= Assignment =
Below are some records; print every one of them exactly.

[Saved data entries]
++++++++++++++++++++
PR #1347, opened 2019-08-24
[lib/cereal] Add Parallel Workflow pattern

jaym:
The parallel workflow pattern can be used to combine multiple workflow
executors to run in parallel. These subworkflows run under one workflow
instance.

You may not nest parallel workflow executors.

This is based on top of #1346


lib/cereal/patterns/parallel.go
```diff
@@ -0,0 +1,360 @@
...
+}
+
+func (instance *immutableWorkflowInstanceImpl) Err() error {
+	if instance.state.Err != "" {
+		return errors.New(instance.state.Err)
+	}
+	return nil
+}
+
+func (instance *ParallelWorkflowInstance) GetSubWorkflow(workflowName string) (cereal.ImmutableWorkflowInstance, error) {
```
stevendanna: I'm not seeing where this gets used.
++++++++++++++++++++
= Written solution =
PR #1347, opened 2019-08-24
[lib/cereal] Add Parallel Workflow pattern

jaym:
The parallel workflow pattern can be used to combine multiple workflow
executors to run in parallel. These subworkflows run under one workflow
instance.

You may not nest parallel workflow executors.

This is based on top of #1346


lib/cereal/patterns/parallel.go
```diff
@@ -0,0 +1,360 @@
...
+}
+
+func (instance *immutableWorkflowInstanceImpl) Err() error {
+	if instance.state.Err != "" {
+		return errors.New(instance.state.Err)
+	}
+	return nil
+}
+
+func (instance *ParallelWorkflowInstance) GetSubWorkflow(workflowName string) (cereal.ImmutableWorkflowInstance, error) {
```
stevendanna: I'm not seeing where this gets used.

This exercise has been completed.